Data for this exercise ::
PR #9713, opened 2021-02-23
Generate binary proxy in PHP if the target binary is detected as a PHP script

### LINKED ISSUE #9325: Windows, vendor binaries and the proxy script
Currently Composer handles installation of binaries in a special way when run in a Windows environment:

* A `.bat` file is generated automatically to reference the binary
* _A Unix-style proxy file with the same name as the binary is generated automatically (useful for Cygwin or Git Bash)_

https://getcomposer.org/doc/articles/vendor-binaries.md#what-about-windows-and-bat-files-

I am wondering why Composer creates the proxy file at all, instead of creating a relative symlink to the actual bin file, just like on Linux. There does not seem to be any benefit to having the proxy file. Instead it prevents you from using a specific PHP CLI:

* When using the Windows CMD, executing `vendor\bin\the-bin-file` will automatically use the `vendor\bin\the-bin-file.bat` file.
* When using the Git Bash etc., executing `vendor/bin/the-bin-file` will execute said proxy shell script.
* **However**, when using _either_ the Windows CMD _or_ Git Bash etc. executing `php vendor/bin/the-bin-file` or `php vendor\bin\the-bin-file` respectively will not work in either case, because PHP of course cannot interpret a shell script and just outputs its content.

If instead I manually create the relative symlink on Windows to the PHP binary (example with the Contao Managed Edition binary):

everything works as expected, both in the Windows CMD:

as well as in the Git Bash for example:

So - what is the purpose of the proxy shell script? The reason I am wondering about this at all: for Contao we want to switch from using a Composer script handler to directly using a command: https://github.com/contao/contao/pull/2183

However, this currently does not work on Windows, because of the proxy shell script.

Seldaek:
This allows custom PHP processes to be used to call them via the bin proxy path, fixes #9325

e.g. `php7.4 bin/foo` would now work, whereas currently it yields:

```
$ php7.4 vendor/bin/jsonlint

dir=$(cd "${0%[/\\]*}" > /dev/null; cd '../seld/jsonlint/bin' && pwd)

if [ -d /proc/cygdrive ]; then
    case $(which php) in
        $(readlink -n /proc/cygdrive)/*)
            # We are in Cygwin using Windows php, so the path must be translated
            dir=$(cygpath -m "$dir");
            ;;
    esac
fi

"${dir}/jsonlint" "$@"
```

The downside of this is it uses eval and is doing nasty hackery to remove the shebang from the original script, to avoid having that in the output.

On the other hand, this hackery is only used on Windows as on Linux/OSX we simply symlink the original bin file.

Here is a copy of the rendered binary proxy to make it easier to review than the heredoc nonsense:

```php
$ cat vendor/bin/jsonlint
#!/usr/bin/env php
<?php

/**
 * Proxy PHP file generated by Composer
 *
 * This file includes the referenced bin path (../seld/jsonlint/bin/jsonlint) using eval to remove the shebang if present
 *
 * @generated
 */

$binPath = realpath(__DIR__ . "/" . '../seld/jsonlint/bin/jsonlint');
$contents = file_get_contents($binPath);
$contents = preg_replace('{^#!/.+\r?\n<\?(php)?}', '', $contents, 1, $replaced);
if ($replaced) {
    $contents = strtr($contents, array(
        '__FILE__' => var_export($binPath, true),
        '__DIR__' => var_export(dirname($binPath), true),
    ));

    eval($contents);
    exit(0);
}
include $binPath;
```


src/Composer/Installer/BinaryInstaller.php
```diff
@@ -191,6 +191,42 @@ protected function generateUnixyProxyCode($bin, $link)
...
+ * Proxy PHP file generated by Composer
+ *
+ * This file includes the referenced bin path ($binPath) using eval to remove the shebang if present
+ *
+ * @generated
+ */
+
+\$binPath = realpath(__DIR__ . "/" . $binPathExported);
+\$contents = file_get_contents(\$binPath);
+\$contents = preg_replace('{^#!/.+\\r?\\n<\\?(php)?}', '', \$contents, 1, \$replaced);
```
naderman, line 215: I don't think this should be replacing `.+` here which potentiall swallows additional unrelated lines. Maybe `[^\\r\\n]+`

src/Composer/Installer/BinaryInstaller.php
```diff
@@ -191,6 +191,42 @@ protected function generateUnixyProxyCode($bin, $link)
         $binDir = ProcessExecutor::escape(dirname($binPath));
         $binFile = basename($binPath);
 
+        $binContents = file_get_contents($bin);
+        if (preg_match('{^(?:#!(?:/usr)?/bin/env php|#!(?:/usr)?/bin/php|<?php)\r?\n}', $binContents, $match)) {
+            $proxyCode = trim($match[0]);
+            // carry over the existing shebang if present, otherwise add our own
```
stof, line 197: if there was no original shebang, do we actually need to generate code checking it again at runtime ?

Seldaek: I guess not really, but that's most likely a very rare case anyway so not sure it's worth the added complexity

src/Composer/Installer/BinaryInstaller.php
Seldaek: . does not include newlines so it just swallows anything between `#!` and the first newline which sounds fine?

naderman: Heh indeed, always forget that's what /s is for, sorry :-)

But then I'm unsure why it also removes an opening PHP tag but only if there is a shebang?

Seldaek: Because if there is no shebang we can simply include the file and skip the whole eval nonsense. So if no shebang no replacement at all is done and $replaced is 0.

naderman (approved):

oleg-andreyev:
Looks like this PR is causing quite interesting side-effect.
We have a large project where we gradually add psalm, so we have root-level psalm.xml and some modules have their own psalm.xml.

When running psalm on a module, it's loading psalm.xml from a module and changing script root (chroot), trying to find composer.lock and since it's missing doing re-scan and now psalm is able to find **new** php-file ./vendor/bin/psalm before it was a bash wrapper.

And reports
image

Seldaek:
So you're saying the issue is psalm is analysing the vendor/bin/x files, reporting issues? This honestly seems like an issue in your psalm config, vendor probably should be excluded, or at least vendor/bin?

oleg-andreyev:
@Seldaek looks like a combo configs and how psalm detects the current file.

Seldaek:
The question is also how you execute psalm.. If you execute it via Composer, Composer will add the bin-dir to PATH, and so psalm may find a psalm binary in there.. I am not sure exactly what error you're seeing, nor how psalm does bootstrapping, so I don't know if my understanding is correct, but maybe this helps you figure out the root cause.

PR #9714, opened 2021-02-23
Auto-detect dev-mode in autoload-dump and deprecate dump-autoload --no-dev

Seldaek:
Triggered by https://github.com/composer/package-versions-deprecated/issues/23 - I realized this now can be automated. IMO there really should be no reason to dump an autoloader without dev packages, if you installed dev packages. This causes inconsistencies like InstalledVersions having packages which are then not autoloadable, so should be discouraged.

### DIFF
--- a/src/Composer/Command/DumpAutoloadCommand.php
+++ b/src/Composer/Command/DumpAutoloadCommand.php
@@ -35,7 +35,7 @@ class DumpAutoloadCommand extends BaseCommand
                 new InputOption('classmap-authoritative', 'a', InputOption::VALUE_NONE, 'Autoload classes from the classmap only. Implicitly enables `--optimize`.'),
                 new InputOption('apcu', null, InputOption::VALUE_NONE, 'Use APCu to cache found/not-found classes.'),
                 new InputOption('apcu-prefix', null, InputOption::VALUE_REQUIRED, 'Use a custom prefix for the APCu autoloader cache. Implicitly enables --apcu'),
-                new InputOption('no-dev', null, InputOption::VALUE_NONE, 'Disables autoload-dev rules.'),
+                new InputOption('no-dev', null, InputOption::VALUE_NONE, 'DEPRECATED: Disables autoload-dev rules. Composer now infers this automatically according to the last install or update run.'),
                 new InputOption('ignore-platform-req', null, InputOption::VALUE_REQUIRED | InputOption::VALUE_IS_ARRAY, 'Ignore a specific platform requirement (php & ext- packages).'),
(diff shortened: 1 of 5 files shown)


src/Composer/Command/DumpAutoloadCommand.php
```diff
@@ -77,7 +77,10 @@ protected function execute(InputInterface $input, OutputInterface $output)
         $ignorePlatformReqs = $input->getOption('ignore-platform-reqs') ?: ($input->getOption('ignore-platform-req') ?: false);
 
         $generator = $composer->getAutoloadGenerator();
-        $generator->setDevMode(!$input->getOption('no-dev'));
+        if ($input->getOption('no-dev')) {
+            $this->getIO()->writeError('<warning>You are using the deprecated option "--no-dev". Composer now guesses the value automatically according to the last install or update run.</warning>');
```
naderman, line 81: "guess" suggests it is sometimes wrong, that's not the case here? Think "infers" would be a better word?

naderman (changes requested):
I would tend to agree with you, but I have a feeling you'll run into some valid use case for --no-dev autoloading with dev deps installed XD

Seldaek:
I mean --no-dev still works so maybe we leave it as is, see if anyone complains about the deprecation.. we can always un-deprecate it :)

Ayesh:
I will bite the bullet :)

Going against the recommendations, I commit the vendor directory to VCS. Before each commit, I quickly run the test suit, run `composer dump-autoload --no-dev`, and then push changes to the server. This works for me well, because the CI server does not need to download anything, but simply dump the autoloader with `require-dev` packages. Helps me to keep the cost down, with each CI run taking under a minute to install. On the other hand, the production server does not even need Composer installed, because the repository is production-read just after `git pull`.

I'm totally supportive of keeping Composer as minimal as possible, and I totally understand and am grateful for the maintenance burden @naderman and @Seldaek put in Composer. However, the `no-dev` option helps me a lot to quickly get rid of the hundreds of `require-dev` items in the autoloader with almost no changes to vendor directory. Unless there is a technical reason, I would like to humbly propose to not deprecate this option. My workflow isn't what Composer project recommends, but I don't think I'm the only one who commits `vendor` directory to VCS. For those who do, the `composer dump-autoload --no-dev` is a quick hanfy command to prime the repository for production. 

Thank you.

Seldaek:
@Ayesh alright alright, https://github.com/composer/composer/commit/387e504437e422d6e369964a3eaa73ec25b0d9c1 undoes the deprecation :)

Ayesh:
Thank you so much for being very considerate and undeprecating this change @Seldaek.

PR #9729, opened 2021-02-25
Remove version argument from why and enforce it for why-not command

Seldaek:
Refs #9693

Strictly speaking a minor break but as it's really the way this was intended to be used and kinda just enforces the expectations instead of loosely allowing misuse, I think it's fine.


naderman:
I also strongly doubt anyone is using this in an automated fashion, so I think this should be fine.

naderman (approved):

PR #9730, opened 2021-02-25
Fix compiler on Windows

johnstevenson:
I guess I'm the only one who runs the compiler on Windows PHP.


stof (approved):

Seldaek:
Yeah since I upgraded to WSL2 I am hardly running stuff natively on Windows these days..

PR #9733, opened 2021-02-26
Reset file access on Windows admin self-update

johnstevenson:
Windows PHP `rename` uses MoveFileEx which preserves the source file
permissions when creating the destination file*. If the user is running
as an Admin and the destination file is in a common (non-user) location,
then the permission for other users will be replaced by the admin user.

This means that other users will no longer be able to run
composer.phar

Additionally, the UAC elevation feature uses the cmd.exe `move` command
which behaves as above, rather than the `copy` command which creates the
destination file with permissions inherited from the parent folder - but
only if inheritance is enabled, which is the default.

This fix runs `icacls` after admin operations to reset the inherited
permissions. This is equivalent to deleting the destination file first,
then creating it as new from the source file.

*PHP's use of MoveFileEx results in copy semantics when the source and
destination files are on different volumes.

## Testing
Download and unzip [composer-2.1-dev+711721a.zip](https://github.com/composer/composer/files/6050457/composer-2.1-dev%2B711721a.zip). Create a `test` folder in `C:\Program Files` and copy this composer.phar here

```cmd
# From an Administrator cmd prompt
mkdir "C:\Program Files\test"
copy /B <path to>\composer.phar "C:\Program Files\test\composer.phar"
```
To test:

```cmd
# From a User cmd prompt
cd "C:\Program Files\test"

# See the current permissions
icacls composer.phar

# The Users permissions will look like (in English):
BUILTIN\Users:(I)(RX)

# Run the update
php composer.phar self-update

# Check that the Users permissions are present and the same
icacls composer.phar
```

_Note:_ The User permissions are inherited (I) from the parent folder with read-execute (RX) access.

### DIFF
--- a/src/Composer/Command/SelfUpdateCommand.php
+++ b/src/Composer/Command/SelfUpdateCommand.php
@@ -425,7 +425,14 @@ TAGSPUBKEY
         }
 
         try {
-            rename($newFilename, $localFilename);
+            if (Platform::isWindows()) {
+                // use copy to apply permissions from the destination directory
+                // as rename uses source permissions and may block other users
+                copy($newFilename, $localFilename);
+                @unlink($newFilename);
+            } else {
+                rename($newFilename, $localFilename);
+            }
 
             return true;
         } catch (\Exception $e) {
@@ -534,7 +541,7 @@ TAGSPUBKEY
     /**
      * Invokes a UAC prompt to update composer.phar as an admin
      *
-     * Uses a .vbs script to elevate and run the cmd.exe move command.
+     * Uses a .vbs script to elevate and run the cmd.exe copy command.
      *
      * @param  string $localFilename The composer.phar location
      * @param  string $newFilename   The downloaded or backup phar
@@ -560,13 +567,13 @@ TAGSPUBKEY
 
         $checksum = hash_file('sha256', $newFilename);
 
-        // cmd's internal move is fussy about backslashes
+        // cmd's internal copy is fussy about backslashes
         $source = str_replace('/', '\\', $newFilename);
         $destination = str_replace('/', '\\', $localFilename);
 
         $vbs = <<<EOT
 Set UAC = CreateObject("Shell.Application")
-UAC.ShellExecute "cmd.exe", "/c move /y ""$source"" ""$destination""", "", "runas", 0
+UAC.ShellExecute "cmd.exe", "/c copy /b /y ""$source"" ""$destination""", "", "runas", 0
 Wscript.Sleep(300)
 EOT;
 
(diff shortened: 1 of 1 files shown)


Seldaek:
Thanks, also probably should be targetting the 2.0 branch.

src/Composer/Command/SelfUpdateCommand.php
```diff
@@ -427,6 +427,12 @@ protected function setLocalPhar($localFilename, $newFilename, $backupTarget = nu
         try {
             rename($newFilename, $localFilename);
 
+            if ($this->isWindowsAdminUser()) {
+                // Windows uses MoveFileEx which uses the source permissions, so
+                // reset to inherited permissions to keep access for other users
+                exec('icacls.exe "'.$localFilename.'" /reset');
```
stof, line 433: shouldn't this use proper argument escaping to avoid issues ? Composer already has this in its ProcessExecutor.

johnstevenson: Possibly, but for consistency I'd then have to escape the commands for the VBScript as well - and I have no idea how its `ShellExecute` function parses its params (and to be truthful, no desire to find out!).

Another solution would be to use PHP's `copy` function and delete the source file on success, thus removing the need for `icacls`.

Seldaek: Hm yeah copy + delete with a comment explaining why sounds better to me than calling external processes with obscure names :)

johnstevenson: Okay. Just for windows? Or for all platforms?

Incidentally, in the installer script we use `rename` but the source file is created in the destination folder (as `composer-temp.phar`), so similar semantics to `copy`.

stof: or maybe create it in the destination folder, as done in the installer script.

johnstevenson: @stof For rollbacks the source exists in the user's `data-dir` though.

Seldaek: Hmm I'd say just for windows unless we have a reason to do this everywhere? It seems to work fine as is in other places?

johnstevenson:
I've rebased this to make it cleaner. Copy + delete used throughout on Windows. Test phar: [composer-2.0-dev+c8c7bed.zip](https://github.com/composer/composer/files/6070866/composer-2.0-dev%2Bc8c7bed.zip)

src/Composer/Command/SelfUpdateCommand.php
johnstevenson: Implemented in c8c7bed

Seldaek:
Thanks

johnstevenson:
@Seldaek Shouldn't this be in 1.10 as well?

Seldaek:
It could be.. but I personally don't feel it's a common/critical enough problem to warrant patching there, seeing as it's kinda EOL.

johnstevenson:
The other candidate would be fixing the HTTP_PROXY_REQUEST_FULLURI stuff introduced in 2.0. I get that 1.10 is EOL but these are sort of infrastructure bugs, albeit uncommon, rather than operational ones.

Entirely up to you, of course.

Seldaek:
Yeah I just rather spend my time on 2.x unless absolutely necessary. This is more interesting, and the work benefits more people..

PR #9734, opened 2021-02-26
PHPStan Level 3 and interface cleanups

Seldaek:
To be able to raise to level 2 I had to do some cleaning up of PackageInterface and CompletePackageInterface, as well as add some restrictions to which types are passed in to AliasPackage and in the Solver/Pool to force BasePackage instances in a few places.

I don't think this is a huge deal in terms of public-facing BC, we don't really have the assumption that people should implement their own package instances. From a consumer point of view people having PackageInterface type-hinted should not cause any problem.

I'd even go as far as marking all these things `@internal` for clarity, but I am not sure if that will cause issues in other packages if they type-hint an internal interface?

### DIFF
--- a/src/Composer/Package/Link.php
+++ b/src/Composer/Package/Link.php
@@ -26,6 +26,11 @@ class Link
     const TYPE_PROVIDE = 'provides';
     const TYPE_CONFLICT = 'conflicts';
     const TYPE_REPLACE = 'replaces';
+    /**
+     * TODO should be marked private once 5.3 is dropped
+     * @private
+     */
+    const TYPE_UNKNOWN = 'relates to';
 
     /**
      * Will be converted into a constant once the min PHP version allows this
@@ -58,7 +63,7 @@ class Link
 
     /**
      * @var string
-     * @phpstan-var self::TYPE_* $description
+     * @psalm-var self::TYPE_* $description
      */
     protected $description;
 
@@ -73,15 +78,14 @@ class Link
      * @param string              $source
      * @param string              $target
      * @param ConstraintInterface $constraint  Constraint applying to the target of this link
-     * @param string              $description Used to create a descriptive string representation
-     * @phpstan-param self::TYPE_* $description
+     * @param self::TYPE_*        $description Used to create a descriptive string representation
      * @param string|null $prettyConstraint
      */
     public function __construct(
         $source,
         $target,
         ConstraintInterface $constraint,
-        $description = 'relates to',
+        $description = self::TYPE_UNKNOWN,
         $prettyConstraint = null
     ) {
         $this->source = strtolower($source);
--- a/src/Composer/Package/Loader/ArrayLoader.php
+++ b/src/Composer/Package/Loader/ArrayLoader.php
@@ -12,9 +12,15 @@
 
 namespace Composer\Package\Loader;
 
-use Composer\Package;
 use Composer\Package\AliasPackage;
+use Composer\Package\BasePackage;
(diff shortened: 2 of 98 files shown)


src/Composer/Package/Link.php
```diff
@@ -26,6 +26,11 @@ class Link
     const TYPE_PROVIDE = 'provides';
     const TYPE_CONFLICT = 'conflicts';
     const TYPE_REPLACE = 'replaces';
+    /**
+     * TODO should be marked private once 5.3 is dropped
```
stof, line 30: private constants don't only require dropping PHP 5.3

Seldaek:
Bumped PR to PHPStan level 3 🥳

src/Composer/Package/Loader/ArrayLoader.php
```diff
@@ -101,8 +133,18 @@ private function createObject(array $config, $class)
         return new $class($config['name'], $version, $config['version']);
     }
 
-    private function configureObject($package, array $config)
+    /**
+     * @template PackageClass of CompletePackageInterface
```
stof, line 137: this template is unused

src/Composer/Plugin/PluginManager.php
```diff
@@ -462,15 +462,18 @@ protected function getCapabilityImplementationClassName(PluginInterface $plugin,
...
-     * @param  string          $capabilityClassName The fully qualified name of the API interface which the plugin may provide
-     *                                              an implementation of.
-     * @param  array           $ctorArgs            Arguments passed to Capability's constructor.
-     *                                              Keeping it an array will allow future values to be passed w\o changing the signature.
-     * @return null|Capability
+     * @param  class-string<CapabilityClass> $capabilityClassName The fully qualified name of the API interface which the plugin may provide
+     *                                                            an implementation of.
+     * @param  array                         $ctorArgs            Arguments passed to Capability's constructor.
+     *                                                            Keeping it an array will allow future values to be passed w\o changing the signature.
+     * @return null|CapabilityClass
```
stof, line 476: given that PhpStorm does not yet support generics with `@template` (I don't know what the state is for other PHP IDEs as I haven't used them in years), it might be better to keep the enhanced type definitions in `@phpstan-return` and `@phpstan-param` annotations instead. this would avoid issues reporting that the method return a non-existent `CapabilityClass` class.

src/Composer/Repository/Vcs/PerforceDriver.php
```diff
@@ -147,7 +147,7 @@ public function hasComposerFile($identifier)
      */
     public function getContents($url)
     {
-        return false;
+        throw new \LogicException('Not implemented/used in PeforceDriver');
```
stof, line 150: typo. `PerforceDriver`.

And maybe `BadMethodCallException` (which extends `LogicException`) could be used here

src/Composer/Util/PackageSorter.php
```diff
@@ -22,15 +22,15 @@ class PackageSorter
      *
      * Packages of equal weight retain the original order
      *
-     * @param  array $packages
+     * @param  PackageInterface[] $packages
      * @return array
```
stof, line 26: `PackageInterface[]` for the return type too

src/Composer/Package/Link.php
Seldaek: But we'll for sure drop up to 7.1 if not 7.2, and 7.1 supports them so yes within the context of this project this statement is true.

PR #9887, opened 2021-05-17
Use a simpler suggested require version of * to keep things simple for extensions which are versioned like PHP

### LINKED ISSUE #9483: Ext require should be added with "*" by default
Example:

`composer require ext-bcmath` should add `require` like:

```
    "require": {
        "ext-php": "*"
    }
```

as php version is already determined by php constraints. This is also how php extensions constraint is defined in almost every package.

Currently, it is added like:

```
    "require": {
        "ext-php": "^7.4"
    }
```

which only complicates version requirements without any extra value.

Seldaek:
Fixes #9483

/cc @mvorisek

### DIFF
--- a/src/Composer/Package/Version/VersionSelector.php
+++ b/src/Composer/Package/Version/VersionSelector.php
@@ -153,6 +153,16 @@ class VersionSelector
      */
     public function findRecommendedRequireVersion(PackageInterface $package)
     {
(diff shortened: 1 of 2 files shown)


mvorisek (approved):
LGTM

naderman (approved):

PR #9897, opened 2021-05-20
Fix schema minimum-stability pattern

guilliamxavier:


tests/Composer/Test/Json/ComposerSchemaTest.php
```diff
@@ -71,25 +71,23 @@ public function testRequireTypes()
...
-                'property' => 'minimum-stability',
-                'message' => 'Does not match the regex pattern ^dev|alpha|beta|rc|RC|stable$',
-                'constraint' => 'pattern',
-                'pattern' => '^dev|alpha|beta|rc|RC|stable$',
-            ),
-        ), $this->check($json), 'dummy');
+        $this->assertEquals($expectedError, $this->check($json), 'dummy');
+
+        $json = '{ "name": "vendor/package", "description": "generic description", "minimum-stability": "devz" }';
+        $this->assertEquals($expectedError, $this->check($json), 'devz');
```
guilliamxavier, line 90: Added test, was failing before the fix (i.e. "devz" was incorrectly accepted)

res/composer-schema.json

Exercise ::
Beginning of the records through the line with "or Git Bash)_": return that span exactly and stop there.

Solution to this task ::
PR #9713, opened 2021-02-23
Generate binary proxy in PHP if the target binary is detected as a PHP script

### LINKED ISSUE #9325: Windows, vendor binaries and the proxy script
Currently Composer handles installation of binaries in a special way when run in a Windows environment:

* A `.bat` file is generated automatically to reference the binary
* _A Unix-style proxy file with the same name as the binary is generated automatically (useful for Cygwin or Git Bash)_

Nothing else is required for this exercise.